Problem statement: Among the lines below, a stretch begins at the one with "Issue #398, opened 2020-09-13" and ends at the one with "Some application will". Repeat that stretch exactly, ends included.
:::
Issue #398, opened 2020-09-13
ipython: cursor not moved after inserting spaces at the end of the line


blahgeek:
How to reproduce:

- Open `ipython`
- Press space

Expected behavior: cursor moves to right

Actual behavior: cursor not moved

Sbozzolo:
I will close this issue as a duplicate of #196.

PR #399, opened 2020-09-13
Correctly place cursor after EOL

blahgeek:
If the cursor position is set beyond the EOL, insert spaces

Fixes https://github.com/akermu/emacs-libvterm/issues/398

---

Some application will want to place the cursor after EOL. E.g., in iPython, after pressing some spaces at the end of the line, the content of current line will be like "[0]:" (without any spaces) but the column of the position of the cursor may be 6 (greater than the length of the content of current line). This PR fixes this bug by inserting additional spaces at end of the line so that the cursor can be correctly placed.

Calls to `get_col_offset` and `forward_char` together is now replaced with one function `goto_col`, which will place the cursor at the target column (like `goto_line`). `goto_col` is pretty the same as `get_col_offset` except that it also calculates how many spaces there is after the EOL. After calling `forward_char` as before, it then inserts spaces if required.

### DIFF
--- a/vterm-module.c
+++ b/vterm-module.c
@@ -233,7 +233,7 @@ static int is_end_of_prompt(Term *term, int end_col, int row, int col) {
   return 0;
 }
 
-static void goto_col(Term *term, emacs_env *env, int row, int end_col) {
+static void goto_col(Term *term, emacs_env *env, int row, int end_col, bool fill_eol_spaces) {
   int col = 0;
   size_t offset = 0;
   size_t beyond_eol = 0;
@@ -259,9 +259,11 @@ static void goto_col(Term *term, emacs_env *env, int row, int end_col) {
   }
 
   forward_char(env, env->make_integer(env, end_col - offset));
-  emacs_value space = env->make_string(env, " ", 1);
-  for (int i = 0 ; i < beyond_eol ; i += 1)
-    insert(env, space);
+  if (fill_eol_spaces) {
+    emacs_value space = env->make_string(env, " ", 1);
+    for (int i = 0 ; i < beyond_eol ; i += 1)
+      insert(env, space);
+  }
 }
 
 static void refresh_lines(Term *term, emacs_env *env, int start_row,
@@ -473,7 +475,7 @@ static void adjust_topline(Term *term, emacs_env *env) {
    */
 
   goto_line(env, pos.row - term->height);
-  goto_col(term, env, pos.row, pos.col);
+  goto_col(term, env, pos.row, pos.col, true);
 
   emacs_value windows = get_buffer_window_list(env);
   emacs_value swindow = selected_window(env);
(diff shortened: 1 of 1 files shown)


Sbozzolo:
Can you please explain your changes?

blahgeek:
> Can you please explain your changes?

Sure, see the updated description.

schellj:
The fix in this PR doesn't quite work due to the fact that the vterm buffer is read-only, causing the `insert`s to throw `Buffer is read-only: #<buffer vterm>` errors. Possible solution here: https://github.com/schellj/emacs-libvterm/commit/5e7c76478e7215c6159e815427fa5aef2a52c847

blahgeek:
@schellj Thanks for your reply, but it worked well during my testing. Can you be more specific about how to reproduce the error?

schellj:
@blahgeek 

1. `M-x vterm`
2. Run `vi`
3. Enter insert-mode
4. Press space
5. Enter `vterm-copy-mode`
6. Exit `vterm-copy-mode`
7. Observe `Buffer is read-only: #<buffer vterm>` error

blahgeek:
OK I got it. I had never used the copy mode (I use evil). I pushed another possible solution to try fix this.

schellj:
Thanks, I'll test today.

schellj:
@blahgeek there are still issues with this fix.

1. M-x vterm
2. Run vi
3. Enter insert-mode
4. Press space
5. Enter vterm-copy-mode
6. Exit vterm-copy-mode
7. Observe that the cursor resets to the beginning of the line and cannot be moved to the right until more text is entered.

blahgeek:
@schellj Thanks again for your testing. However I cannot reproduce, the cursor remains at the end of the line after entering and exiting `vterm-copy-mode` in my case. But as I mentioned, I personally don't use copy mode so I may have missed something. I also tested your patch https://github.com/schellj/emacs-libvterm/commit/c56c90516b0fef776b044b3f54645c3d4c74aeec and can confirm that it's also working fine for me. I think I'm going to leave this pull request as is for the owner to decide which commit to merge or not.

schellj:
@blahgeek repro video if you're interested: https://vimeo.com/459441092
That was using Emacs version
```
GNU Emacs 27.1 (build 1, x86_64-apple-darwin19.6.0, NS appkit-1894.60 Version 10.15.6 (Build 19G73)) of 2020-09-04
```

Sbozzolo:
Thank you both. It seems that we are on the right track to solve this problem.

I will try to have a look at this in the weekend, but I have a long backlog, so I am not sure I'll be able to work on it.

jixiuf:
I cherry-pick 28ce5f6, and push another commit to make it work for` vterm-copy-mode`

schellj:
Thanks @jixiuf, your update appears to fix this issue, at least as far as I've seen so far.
:::
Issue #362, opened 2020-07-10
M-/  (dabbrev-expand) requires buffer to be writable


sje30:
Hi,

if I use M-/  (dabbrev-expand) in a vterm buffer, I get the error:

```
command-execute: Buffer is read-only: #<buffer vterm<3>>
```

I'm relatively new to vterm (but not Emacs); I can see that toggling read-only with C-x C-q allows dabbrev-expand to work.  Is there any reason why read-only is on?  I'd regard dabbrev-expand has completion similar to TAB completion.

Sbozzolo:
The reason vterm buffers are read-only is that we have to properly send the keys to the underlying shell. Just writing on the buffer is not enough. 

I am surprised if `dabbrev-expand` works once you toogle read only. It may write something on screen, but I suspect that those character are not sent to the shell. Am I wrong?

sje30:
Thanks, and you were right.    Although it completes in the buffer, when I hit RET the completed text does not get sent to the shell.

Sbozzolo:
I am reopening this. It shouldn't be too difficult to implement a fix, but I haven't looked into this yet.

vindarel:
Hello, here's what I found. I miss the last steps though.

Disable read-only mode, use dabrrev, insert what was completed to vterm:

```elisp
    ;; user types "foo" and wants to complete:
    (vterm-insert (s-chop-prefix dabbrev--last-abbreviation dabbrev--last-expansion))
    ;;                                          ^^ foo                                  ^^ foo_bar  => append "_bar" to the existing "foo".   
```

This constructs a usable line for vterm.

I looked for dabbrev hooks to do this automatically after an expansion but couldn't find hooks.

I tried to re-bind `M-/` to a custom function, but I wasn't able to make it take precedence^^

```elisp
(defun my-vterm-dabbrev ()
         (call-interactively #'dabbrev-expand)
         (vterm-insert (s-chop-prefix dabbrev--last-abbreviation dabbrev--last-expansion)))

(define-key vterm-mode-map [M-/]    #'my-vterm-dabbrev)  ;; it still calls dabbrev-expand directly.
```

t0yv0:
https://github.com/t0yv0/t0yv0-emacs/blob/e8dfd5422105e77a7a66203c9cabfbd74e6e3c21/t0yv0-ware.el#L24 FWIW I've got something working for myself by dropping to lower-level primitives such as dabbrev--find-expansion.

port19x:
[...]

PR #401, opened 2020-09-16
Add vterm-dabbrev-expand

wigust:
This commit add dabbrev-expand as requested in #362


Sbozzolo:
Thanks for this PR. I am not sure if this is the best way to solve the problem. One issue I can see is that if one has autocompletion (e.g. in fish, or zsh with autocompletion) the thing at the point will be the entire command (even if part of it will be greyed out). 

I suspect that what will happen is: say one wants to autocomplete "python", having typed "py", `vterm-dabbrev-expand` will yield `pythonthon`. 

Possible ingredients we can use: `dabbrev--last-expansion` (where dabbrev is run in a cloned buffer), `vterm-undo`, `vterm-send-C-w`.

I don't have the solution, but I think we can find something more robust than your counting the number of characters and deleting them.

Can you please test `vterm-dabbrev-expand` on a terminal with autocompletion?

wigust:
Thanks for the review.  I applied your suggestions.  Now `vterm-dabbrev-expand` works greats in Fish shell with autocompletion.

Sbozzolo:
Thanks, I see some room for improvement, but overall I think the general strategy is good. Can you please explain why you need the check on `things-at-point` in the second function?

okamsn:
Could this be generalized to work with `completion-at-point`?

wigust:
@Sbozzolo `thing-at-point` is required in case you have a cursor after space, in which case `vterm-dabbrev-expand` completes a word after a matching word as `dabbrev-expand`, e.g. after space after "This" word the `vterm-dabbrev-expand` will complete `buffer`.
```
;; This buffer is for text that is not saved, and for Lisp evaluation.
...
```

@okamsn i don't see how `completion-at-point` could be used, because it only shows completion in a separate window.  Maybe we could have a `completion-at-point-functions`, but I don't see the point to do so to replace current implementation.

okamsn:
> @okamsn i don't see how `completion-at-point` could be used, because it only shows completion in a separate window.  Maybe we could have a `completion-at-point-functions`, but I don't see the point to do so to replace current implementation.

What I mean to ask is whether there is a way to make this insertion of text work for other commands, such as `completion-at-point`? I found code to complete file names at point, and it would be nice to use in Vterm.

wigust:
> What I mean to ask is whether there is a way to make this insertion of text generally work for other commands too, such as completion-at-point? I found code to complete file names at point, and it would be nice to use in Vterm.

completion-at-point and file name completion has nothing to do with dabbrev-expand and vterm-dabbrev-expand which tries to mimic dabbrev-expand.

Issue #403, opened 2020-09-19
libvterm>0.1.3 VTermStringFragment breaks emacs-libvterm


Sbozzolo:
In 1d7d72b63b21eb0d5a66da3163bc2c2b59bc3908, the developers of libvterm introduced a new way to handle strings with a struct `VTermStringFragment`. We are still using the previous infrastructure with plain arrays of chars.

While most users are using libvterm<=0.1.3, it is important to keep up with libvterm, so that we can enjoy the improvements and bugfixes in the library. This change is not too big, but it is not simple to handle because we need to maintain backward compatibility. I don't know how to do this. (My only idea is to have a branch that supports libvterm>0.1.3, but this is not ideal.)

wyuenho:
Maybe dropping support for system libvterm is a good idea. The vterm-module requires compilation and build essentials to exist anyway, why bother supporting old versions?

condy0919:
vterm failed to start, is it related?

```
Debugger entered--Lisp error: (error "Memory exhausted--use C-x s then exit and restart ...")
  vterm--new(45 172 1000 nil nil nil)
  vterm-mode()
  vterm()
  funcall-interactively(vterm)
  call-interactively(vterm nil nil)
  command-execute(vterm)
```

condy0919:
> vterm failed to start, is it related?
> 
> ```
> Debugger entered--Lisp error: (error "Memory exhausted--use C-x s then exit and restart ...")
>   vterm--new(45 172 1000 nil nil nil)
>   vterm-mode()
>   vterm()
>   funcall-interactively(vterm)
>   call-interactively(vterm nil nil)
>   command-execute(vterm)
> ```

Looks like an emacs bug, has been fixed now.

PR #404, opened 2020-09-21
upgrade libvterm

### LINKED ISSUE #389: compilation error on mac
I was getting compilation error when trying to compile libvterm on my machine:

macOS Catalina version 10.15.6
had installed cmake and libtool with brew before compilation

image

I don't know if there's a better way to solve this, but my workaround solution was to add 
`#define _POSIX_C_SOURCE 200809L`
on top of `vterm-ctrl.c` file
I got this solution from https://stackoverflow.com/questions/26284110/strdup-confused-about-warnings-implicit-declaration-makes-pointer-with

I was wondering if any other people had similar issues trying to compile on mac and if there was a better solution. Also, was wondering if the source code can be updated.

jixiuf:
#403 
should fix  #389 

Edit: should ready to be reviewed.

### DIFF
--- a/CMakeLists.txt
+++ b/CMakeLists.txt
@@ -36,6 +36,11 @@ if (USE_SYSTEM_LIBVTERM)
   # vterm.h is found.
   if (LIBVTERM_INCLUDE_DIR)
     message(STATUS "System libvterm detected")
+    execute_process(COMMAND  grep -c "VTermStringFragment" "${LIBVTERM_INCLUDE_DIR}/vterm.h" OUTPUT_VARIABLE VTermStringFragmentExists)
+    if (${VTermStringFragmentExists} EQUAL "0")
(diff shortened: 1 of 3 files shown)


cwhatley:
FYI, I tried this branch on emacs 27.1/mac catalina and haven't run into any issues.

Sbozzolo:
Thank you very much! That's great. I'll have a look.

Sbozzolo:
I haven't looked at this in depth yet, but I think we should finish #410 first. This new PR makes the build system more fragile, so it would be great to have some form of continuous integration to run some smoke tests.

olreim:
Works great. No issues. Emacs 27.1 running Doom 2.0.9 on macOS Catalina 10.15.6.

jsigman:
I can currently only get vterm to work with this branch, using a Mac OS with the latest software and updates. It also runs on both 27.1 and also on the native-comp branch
:::
Solution for this exercise:
Issue #398, opened 2020-09-13
ipython: cursor not moved after inserting spaces at the end of the line


blahgeek:
How to reproduce:

- Open `ipython`
- Press space

Expected behavior: cursor moves to right

Actual behavior: cursor not moved

Sbozzolo:
I will close this issue as a duplicate of #196.

PR #399, opened 2020-09-13
Correctly place cursor after EOL

blahgeek:
If the cursor position is set beyond the EOL, insert spaces

Fixes https://github.com/akermu/emacs-libvterm/issues/398

---

Some application will want to place the cursor after EOL. E.g., in iPython, after pressing some spaces at the end of the line, the content of current line will be like "[0]:" (without any spaces) but the column of the position of the cursor may be 6 (greater than the length of the content of current line). This PR fixes this bug by inserting additional spaces at end of the line so that the cursor can be correctly placed.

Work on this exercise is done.